Rees called down, “Coming.” He glanced around once more and started for the stairs. But as he put his foot upon the top step, he saw something protruding from underneath the bed. A chamber pot? He turned back. But when he drew out the object, he realized it was not a chamber pot but a basin filled with vomit. Rees recalled the rash upon Nate’s hands and wondered what illness had afflicted his old friend.

“Mr.

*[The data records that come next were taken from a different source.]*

PR #7111, opened 2021-12-07
fs: path: use ntpath/posixpath

efiop:
This is less error-prone than implementing these methods ourselves.

I think we can still do better generalizing this for fsspec, but this should work reliably in the meantime.

A downside here is that we don't get speedups from doing pure string manipulation instead of `os.path.join`.

Followup for #6976

### DIFF
--- a/dvc/fs/path.py
+++ b/dvc/fs/path.py
@@ -1,34 +1,44 @@
+import ntpath
 import posixpath
 
 
 class Path:
-    """
-    Class for operations on simple string paths.
-
-    This is meant to be very efficient and so doesn't use os.path,
-    doesn't have any notion of cwd and assumes that we are always
-    operating on absolute paths.
-    """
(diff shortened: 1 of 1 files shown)


dvc/fs/path.py
```diff
@@ -1,34 +1,44 @@
...
 class Path:
-    """
-    Class for operations on simple string paths.
+    def __init__(self, sep):
+        if sep == posixpath.sep:
+            self.flavour = posixpath
+        elif sep == ntpath.sep:
+            self.flavour = ntpath
+        else:
+            raise ValueError(f"unsupported separator '{sep}'")
```
efiop, line 12: have to do it this way because dvcfs/repofs/gitfs are still using os.path as sep 🙁 They will be adjusted in the future and `fs.path` will be revisited as well.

Rees,” Marsh called.

Rees shoved the basin underneath the bed and hurried down the stairs, determined to return and examine the cottage again, without Marsh’s looming presence. Anyway, it was getting late. It must already be after three, and it would be suppertime before he reached home.

“Have you finished?” Marsh asked.

“For now, but I’ll return. I want to look at the cottage again and talk to you and Rachel and the girl. Mary Martha, is it?”

“I know nothing,” Marsh said, his words clipped. “I was away. And Mary Martha won’t be back, at least until tomorrow. Maybe after that.”

“I understand,” Rees said, following Marsh out of the cottage and up the hill. “Until tomorrow, then.”

He did not allow his grieving tears to flow until he was driving home.

 

Chapter Three

By the time Rees unhitched Bessie, rubbed her down, and released her into the field, Lydia had supper on the table. As he walked to the house, he met David plodding up from the lower meadow with two full buckets of fresh milk in his hands. Rees took a pail.

“Milking is done,” David said as they carried the brimming pails into the mudroom.

“The cows are producing well,” Rees said in approval.

“Between six and eight gallons a day,” David said. “I learned much at Zion.” He sounded proud.

While David shucked his boots, Rees lay linen cloths over the pails and left them there for Lydia. He could not help thinking of Dolly; she would have been making cheese by now.

“Mother would want this milk,” David said, just as if he’d heard Rees’s thoughts.

“I know,” Rees said, and clapped his son gently on the shoulder as they passed into the kitchen.

The results of Lydia’s industry filled the room: jars of applesauce and pickles. Her face burned with a scarlet flush, and red hair darkened to sable strings by perspiration dropped out from under her cap. She looked both hot and harried. Chicken sliced from the roast served at dinner already sat upon the table, and as Rees entered she put a plate of sliced cucumbers beside them. David looked around and returned outside to wash his hands and face in the trough.

“So,” Lydia said to Rees, “what happened? Do you believe Richard killed his father?”

“I don’t know,” Rees said. “I spoke to Molly, but Richard has disappeared.”

“And what did you think of ‘Molly’?” Lydia asked. Disconcerted by the sourness in her voice—such attitude was unlike her—Rees turned to look at her.

“All right, I guess,” he said. “George Potter and Mrs. Bowditch were in school together. I just met her today.”

“Still, you must have some opinion?” she persisted.

Rees paused, thinking. “She is attractive,” he said at last, “but unhappy, I suspect.”